* [Records for this task]:

PR #339, opened 2024-11-21
preselect seat in demo

### LINKED ISSUE #337: Play in Demo board without selecting seats
For all two-player variants, it would be nice if we can automatically select the next-to-play seat, so users don't need to click manually.

Maybe that could work something like this: When a move is played, if ´game.nextToPlay().length === 1´ then we automatically select the corresponding seat.

merowin:
closes #337


benjaminpjones (approved):
This will improve variant development immensely.  Thanks!

PR #340, opened 2024-11-22
Rules List

merowin:
This adds a new view that is linked to in the NavBar and has links to the rules page for variants with a (detailed) rules description.
Also I've added the demo board to the rules view as proposed in https://github.com/govariantsteam/govariants/issues/112
I wasn't able to make sure that the demo board fits, so I made its container scrollable on overflow.

### Rules List

grafik

grafik

grafik

### Rules Page

grafik

grafik

### DIFF
--- a/packages/vue-client/src/assets/base.css
+++ b/packages/vue-client/src/assets/base.css
@@ -93,7 +93,6 @@
   }
 }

* [Activity]: Within the listing above, tally the lines where the word "packages" occurs and write only the total.

* [Solution for this exercise]: 2